While the present invention has been described in connection with the preferred embodiments of the various figures, it is to be understood that other similar embodiments may be used or modifications and additions may be made to the described embodiment for performing the same function of the present invention without deviating therefrom. Therefore, the present invention should not be limited to any single embodiment, but rather construed in breadth and scope in accordance with the recitation of the appended claims.

Claims

1. A method of carbide-derived carbon production comprising

processing a silicon carbide;

adding a chlorine flow to a reactor;

monitoring said chlorine flow; and

controlling said chlorine flow.

2. The method of claim 1 further comprising the steps of:

collecting an excess amount of chlorine with a cold trap; and

recycling said excess amount of chlorine.

3. The method of claim 1 wherein processing a silicon carbide is performed at a temperature of about 1000 degrees Celsius for a time;

4. The method of claim 1 wherein processing a silicon carbide is performed pressure of about 600 degree hydrogen atmosphere.

5. The method of claim 1 further comprising processing a silicon carbide for a second time.

6. The method of claim 1 wherein a time is from about one hour to about ten hours as desired.

7. The method of claim 1 wherein adding a chlorine flow is done through pressure control.
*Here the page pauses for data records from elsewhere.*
PR #551, opened 2022-10-07
feat(agent): Add instrumentation via PHP's Observer API for PHP 8+.

zsistla:
Changes:
1) added `nr_php_wraprec_matches` helper function
2) added `txn_start_time` and `wraprec` to segments to help oapi pass and verify the segment for starting/ending stacked segments and so we only make the call to get_wraprec_by_name once (in the begin function handling and not again in the end function handling)
3) added `reportedclass` to `nruserfn_t` to account for functions existing in one class table while reporting they belong to another class (details commented in code).
5) added instrumentation functionality to oapi function handlers
6) updated `test_php_stacked_segment` to handle the changes to the stacked segments.
7) added `special_instrumentation_before` to `nruserfn_t` to account for functions having special instrumentation before and after a zend_function ends.
8) added `nr_php_wrap_user_function_before_after` to set the special_instrumentation_before callback and `nr_zend_call_oapi_special_before
` to call it.
9) ensure the allocated stack segments get freed.
10) added `nr_php_instrument_func_end` and `nr_php_instrument_func_begin` functions to encapsulate the instrumentation functionalities.
11) Updated unit tests to incorporate changes.
12) Changes from #523 (https://github.com/newrelic/newrelic-php-agent/pull/523/commits/48570dd14ba1d8b3d37d326882a45c975a93d2f9 in https://github.com/newrelic/newrelic-php-agent/pull/551/commits/48570dd14ba1d8b3d37d326882a45c975a93d2f9, https://github.com/newrelic/newrelic-php-agent/pull/523/commits/8a32fbcac6fad4a65a5b7c1f486cd75d24b05dd4 in https://github.com/newrelic/newrelic-php-agent/pull/551/commits/c16a8a9f20b8c99207bf353f52431e45d84345b0 and https://github.com/newrelic/newrelic-php-agent/pull/523/commits/c16a8a9f20b8c99207bf353f52431e45d84345b0 in https://github.com/newrelic/newrelic-php-agent/pull/551/commits/c16a8a9f20b8c99207bf353f52431e45d84345b0; this change https://github.com/newrelic/newrelic-php-agent/pull/523/commits/abee421bb9bfab2f7798befbbee4a4d978d57778 is in https://github.com/newrelic/newrelic-php-agent/pull/551/commits/b7a27d9e4437ccf29b56b5839d3876769e73dc17).

Things not done:
1) fix to make drupal_http_request work - handled in another ticket.  The Drupal unit tests are disabled for now so that all the other unit tests can run.  test_fw_drupal needs to be re-enabled!
2) remaining integration tests

Notes:
1) all unit and valgrind tests (aside from test_fw_drupal) pass.
2) Some integration tests do not pass.
3) Contains the same basic logic flow as php_execute + php_execute_enabled but split between the begin/end functions.
4) Based off of oapi branch and all other open PRs (aside from the cufa one) so please look at the oct 7 commit.


agent/php_agent.h
```diff
@@ -849,6 +849,10 @@ extern void nr_php_txn_add_code_level_metrics(
     const nr_php_execute_metadata_t* metadata);
 
 #if ZEND_MODULE_API_NO >= ZEND_7_0_X_API_NO /* PHP7+ */
+
+#define NR_ZEND_USER_FUNC_EXISTS(x) \
```
mfulb, line 853: Maybe add parentheses around 'x' in this macro to avoid any surprises when expanding?

agent/php_execute.c
```diff
@@ -1017,9 +1019,22 @@ static void nr_php_execute_metadata_add_code_level_metrics(
...
+
   namespace = nr_php_zend_execute_data_scope_name(execute_data);
+  CHK_CLM_STRLEN(namespace)
+
   function = nr_php_zend_execute_data_function_name(execute_data);
+  CHK_CLM_STRLEN(function)
+
+#undef CHK_CLM_STRLEN
+
   lineno = nr_php_zend_execute_data_lineno(execute_data);
```
mfulb, line 1038: Is this line required - it seems in the conditional below this is called if necessary?

agent/php_execute.c
```diff
@@ -1036,18 +1051,31 @@ static void nr_php_execute_metadata_add_code_level_metrics(
...
+      /*
+       * If the metadata was already set (in the case of OAPI where we need to
+       * get it preemptively, use that value for lineno instead.
+       */
+      lineno = metadata->function_lineno;
+    }
   }
-  if (nr_strempty(function)) {
+
+#define CHK_CLM_EMPTY(s) ((NULL == s || nr_strempty(s)) ? true : false)
```
mfulb, line 1065: Seems like a good utility function to have if nr_strempty() isn't reliable for this test.

agent/php_execute.c
```diff
@@ -1654,10 +1904,36 @@ void nr_php_observer_fcall_begin(zend_execute_data* execute_data) {
...
    */
+  zval* func_return_value = NULL;
+  if (nrunlikely(NULL == execute_data)) {
+    return;
+  }
+
+  NRPRG(php_cur_stack_depth) += 1;
 
-  if (NULL == execute_data) {
+  if (((int)NRINI(max_nesting_level) > 0)
```
mfulb, line 1914: Need to reverse comparison per style guide.
```suggestion
  if (0 < ((int)NRINI(max_nesting_level))
```

agent/tests/test_api_internal.c
```diff
@@ -56,13 +56,14 @@ static void test_invalid_parameters(TSRMLS_D) {
 
   /* Literally any parameter should cause this to bail. */
 #ifdef PHP8
```
mfulb, line 58: Maybe a good opportunity to replace a "PHP8" macro with the preferred API number macro(s)?

agent/tests/test_fw_drupal.c
```diff
@@ -370,6 +370,16 @@ static void test_drupal_http_request_drupal_6(TSRMLS_D) {
...
 
 void test_main(void* p NRUNUSED) {
+/*
+DO NOT LEAVE THIS.
+When drupal_http_request header functionality is refactored,
+please put the tests back in!
+*/
+#if ZEND_MODULE_API_NO >= ZEND_8_0_X_API_NO \
+    && !defined OVERWRITE_ZEND_EXECUTE_DATA /* PHP 8.0+ and OAPI */
+  return;
```
mfulb, line 380: Can this generate a skipped message to reinforce it needs to be updated later?

agent/php_txn.c
```diff
@@ -911,7 +911,8 @@ nr_status_t nr_php_txn_begin(const char* appnames,
     nr_php_txn_log_error_dt_on_tt_off();
   }
 
-#if ZEND_MODULE_API_NO >= ZEND_8_1_X_API_NO
+#if ZEND_MODULE_API_NO >= ZEND_8_1_X_API_NO \
```
bduranleau-nr, line 914: Is this functionality unique to 8.1 and not applicable to 8.0?

agent/php_user_instrument.c
```diff
@@ -138,17 +155,11 @@ static void nr_php_wrap_zend_function(zend_function* func,
...
-     * Prevent future wrap attempts for performance and to prevent spamming the
-     * logs with this message.
-     */
-    wraprec->is_disabled = 1;
-    return;
+  if ((NULL != func) && (NULL != func->common.scope)) {
+    if ((NULL != func->common.scope->name)
+        && (NULL == wraprec->reportedclass)) {
+      wraprec->reportedclass = nr_strdup(ZSTR_VAL(func->common.scope->name));
+    }
```
bduranleau-nr, line 162: suggestion for abstraction to improve readability:
```
static bool chk_reported_class(zend_function* func, nruserfn_t* wraprec) {
  if ((NULL == func) || (NULL == func->common.scope)) {
    return false;
  }

  if ((NULL == func->common.scope->name) || (NULL != wraprec->reportedclass)) {
    return false;
  }
  return true;
}
```
```suggestion
  if (chk_reported_class(func, wraprec)) {
    wraprec->reportedclass = nr_strdup(ZSTR_VAL(func->common.scope->name));
  }
```

agent/php_user_instrument.c
```diff
@@ -62,7 +62,24 @@ int nr_zend_call_orig_execute(NR_EXECUTE_PROTO TSRMLS_DC) {
   zend_end_try();
   return zcaught;
 }
-
+#if ZEND_MODULE_API_NO >= ZEND_8_0_X_API_NO /* PHP8+ */
+int nr_zend_call_oapi_special_before(nruserfn_t* wraprec,
+                                     nr_segment_t* segment,
+                                     NR_EXECUTE_PROTO TSRMLS_DC) {
```
bduranleau-nr, line 68: `TSRMLS_*` no longer necessary in PHP7+
```suggestion
                                     NR_EXECUTE_PROTO) {
```

agent/php_user_instrument.h
```diff
@@ -171,7 +208,11 @@ extern int nr_zend_call_orig_execute(NR_EXECUTE_PROTO TSRMLS_DC);
 extern int nr_zend_call_orig_execute_special(nruserfn_t* wraprec,
                                              nr_segment_t* segment,
                                              NR_EXECUTE_PROTO TSRMLS_DC);
-
+#if ZEND_MODULE_API_NO >= ZEND_8_0_X_API_NO /* PHP8+ */
+extern int nr_zend_call_oapi_special_before(nruserfn_t* wraprec,
+                                            nr_segment_t* segment,
+                                            NR_EXECUTE_PROTO TSRMLS_DC);
```
bduranleau-nr, line 214: `TSRMLS_*` no longer necessary in PHP7+
```suggestion
                                            NR_EXECUTE_PROTO);
```

agent/php_wrapper.c
```diff
@@ -8,6 +8,43 @@
...
+        nrl_verbosedebug(NRL_INSTRUMENT,
+                         "%s: attempting to set special_instrumentation_before "
+                         "for %.*s, but "
+                         "it is already set",
+                         __func__, NRSAFELEN(namelen), NRBLANKSTR(name));
+      } else {
+        wraprec->special_instrumentation_before = before_callback;
+      }
+    }
+  }
```
bduranleau-nr, line 43: Suggestion to improve readability:
```
static bool chk_special_instrumentation_not_set(nruserfn_t* wraprec,
                                                nrspecialfn_t callback) {
  if ((NULL != wraprec->special_instrumentation)
      && (callback != wraprec->special_instrumentation)) {
    return false;
  }
  return true;
}
```

```suggestion
  if (NULL == wraprec) {
    return wraprec;
  }
  if (after_callback) {
    if (!chk_special_instrumentation_not_set(wraprec, after_callback)) {
      nrl_verbosedebug(
          NRL_INSTRUMENT,
          "%s: attempting to set special_instrumentation for %.*s, but "
          "it is already set",
          __func__, NRSAFELEN(namelen), NRBLANKSTR(name));
    } else {
      wraprec->special_instrumentation = after_callback;
    }
  }
  if (before_callback) {
    if (!chk_special_instrumentation_not_set(wraprec, before_callback)) {
      nrl_verbosedebug(NRL_INSTRUMENT,
                       "%s: attempting to set special_instrumentation_before "
                       "for %.*s, but "
                       "it is already set",
                       __func__, NRSAFELEN(namelen), NRBLANKSTR(name));
    } else {
      wraprec->special_instrumentation_before = before_callback;
    }
  }
```
abstract out special instrumentation check, unwrap nested if statement and return immediately if `NULL == wraprec`

agent/tests/test_api_internal.c
```diff
@@ -56,13 +56,14 @@ static void test_invalid_parameters(TSRMLS_D) {
...
-                        "    $exception = true;"
-                        "}" TSRMLS_CC);
+  tlib_php_request_eval(
+      "$exception = false;"
+      "try {"
+      "    $value = newrelic_get_trace_json('invalid');"
+      "    echo \"No exception, returned \" . $value . \".\\n\";"
+      "} catch(ArgumentCountError $_e) {"
+      "    $exception = true;"
+      "}" TSRMLS_CC);
```
bduranleau-nr, line 66:
```suggestion
      "}");
```

agent/php_txn.c
zsistla: Yes, it was special for 8.1

agent/php_user_instrument.c
zsistla: Yes, more readable...but going back to your point about every additional function call adds to performance overhead since this gets called/executed very often.

agent/php_wrapper.c
zsistla: Thanks for pointing this out since there's a bug there (fixed in [324dbba](https://github.com/newrelic/newrelic-php-agent/pull/551/commits/324dbbaec646d5ada5c4fe79eacf30e7de8915a5)), both calls shouldn't be checking the same wraprec value. Both calls would need to check different values the function wouldn't work for both.  I think in this case it's okay since function itself is basically a check for if it is set.  It's a pretty small function, and as you mentioned, we're wanting to consider reducing function calls not add more.

agent/tests/test_fw_drupal.c
zsistla: It's noted in the ticket already.

agent/php_wrapper.c
bduranleau-nr: we can either inline it or turn it into a macro in that case

agent/php_user_instrument.c
zsistla: Sounds good, can you add this?

agent/php_wrapper.c
zsistla: inline sounds fine.  Can you add that?

bduranleau-nr: added in 136249c70c332aeac014bcccf65b3a003e5ed973

agent/php_user_instrument.c
```diff
@@ -309,6 +321,45 @@ static void nr_php_add_custom_tracer_common(nruserfn_t* wraprec) {
...
+
+  if (0 == nr_stricmp(p->funcnameLC, ZSTR_VAL(func->common.function_name))) {
+    if (NULL != func->common.scope && NULL != func->common.scope->name) {
+      klass = ZSTR_VAL(func->common.scope->name);
+    }
+    if ((0 == nr_strcmp(p->reportedclass, klass))
+        || (0 == nr_stricmp(p->classname, klass))) {
+      return true;
+    }
+  }
```
bduranleau-nr, line 358: un-nest `if`s
```suggestion
  if (0 != nr_stricmp(p->funcnameLC, ZSTR_VAL(func->common.function_name))) {
    return false;
  }
  if (NULL != func->common.scope && NULL != func->common.scope->name) {
    klass = ZSTR_VAL(func->common.scope->name);
  }
  if ((0 == nr_strcmp(p->reportedclass, klass))
      || (0 == nr_stricmp(p->classname, klass))) {
    return true;
  }
```

agent/php_user_instrument.c
```diff
@@ -309,6 +321,47 @@ static void nr_php_add_custom_tracer_common(nruserfn_t* wraprec) {
...
+    return false;
+  }
+
+  if (0 != nr_stricmp(p->funcnameLC, ZSTR_VAL(func->common.function_name))) {
+    return false;
+  }
+  if (NULL == func->common.scope || NULL == func->common.scope->name) {
+    return false;
+  }
+  klass = ZSTR_VAL(func->common.scope->name);
```
bduranleau-nr, line 356: fix: apparently `NULL` and `NULL` are valid comparisons in nr_strcmp
```suggestion
  if (NULL != func->common.scope && NULL != func->common.scope->name) {
    klass = ZSTR_VAL(func->common.scope->name);
  }
```

agent/php_execute.c
misiekn: `nr_strempty` is NULL-safe - the first thing it checks is if its argument is NULL. I'd also like to understand why this extra `NULL` check is done before calling NULL-safe function.

misiekn (approved):
Great job! Thanks putting this together! 👍 

An issue with with `NRPRG(php_cur_stack_depth)` was identified and addressed with [4629438](https://github.com/zsistla/newrelic-php-agent/commit/46294383a876e66b085933c43ae0d24bf0ddeb5f).

The below remarks are minor/cosmetic - they don't need to be addressed/resolved in this PR before it is merged. Subsequent PRs (if needed) can be created to address/resolve them.

1. It would be good to update function's doc strings in `php_stacked_segment.h` to indicate that segment is allocated on the heap. It would also be good to update the comment in `php_stacked_segment.h` to explain why stacked segments (stacked as in segment struct is allocated on stack and segments are stacked one on top of another to represent call stac) became stacked heap segments (still stacked but no longer allocated on stack) when instrumenting with PHP's Observer API.
2. It seems like a good idea to keep the toggle to switch between PHP's Observer API and legacy instrumentation method. However to make the code more readable the
```
```
could become something like
```
#if OAPI_ENABLED
```
3. It would be good to explain why `nr_php_max_nesting_level_reached` is still called/used  when instrumenting via PHP's Observer API. PHP's Observer API eliminates the problem of call stack becoming too deep.
4. Some code could be refactored for performance and maintainability, e.g. call to `nr_zend_call_orig_execute_special` [here](https://github.com/zsistla/newrelic-php-agent/blob/oapi_instrumentation/agent/php_execute.c#L1853) is basically a two call stack frames resulting in no-op or return value of [this](https://github.com/zsistla/newrelic-php-agent/blob/oapi_instrumentation/agent/php_execute.c#L1038) call to `nr_php_zend_execute_data_lineno` is ignored - `lineno` is set in between line [1043](https://github.com/zsistla/newrelic-php-agent/blob/oapi_instrumentation/agent/php_execute.c#L1043) and line [1063](https://github.com/zsistla/newrelic-php-agent/blob/oapi_instrumentation/agent/php_execute.c#L1063) (lines 1043 through 1063 could become a standalone, testable function).

ZNeumann (approved):

bduranleau-nr (approved):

8. The method of claim 1 further comprising the step of maintaining a reactor pressure of 0.7 psi.

9. A method of carbide-derived carbon production comprising:

adding an amount of silicon carbide to a pressurized furnace;

processing said amount of silicon carbide;

adding a chlorine flow to said pressurized furnace;

maintaining a constant pressure;

monitoring said chlorine flow;

controlling said chlorine flow;

collecting an amount of silicon tetrachloride with a cold trap;

collecting an amount of excess chlorine; and

recycling said amount of excess chlorine.

10. The method of claim 9 wherein processing said amount of silicon carbide is performed at a temperature of about 1000 degrees Celsius.

11. The method of claim 9 wherein processing said amount of silicon carbide is performed at a pressure of about 600 degree hydrogen atmosphere.

12. A system for producing carbide derived carbon comprising:

a closed process gas system;

a pressurized furnace connected to the closed process gas system;

a cold trap connected to the pressurized furnace opposite the pressure monitor; and

a recycle tank connected to the cold trap opposite the pressurized furnace.

13. The system of claim 12 wherein the closed process gas system comprises:

a chlorine tank connected to a pressure monitor;

a data logging and process control system connected to the pressure monitor; and

a mass flow controller, where the mass flow controller is connected to the data logging and process control system and connects the chlorine tank to the pressurized furnace,

14. The system of claim 12 wherein the mass flow controller doses said pressurized furnace with chlorine to maintain a 0.7 psi reactor pressure.

15. The system of claim 12 further comprising:

a cold trap connected to the pressurized furnace opposite the pressure monitor; and

a recycle tank connected to the cold trap opposite the pressurized furnace.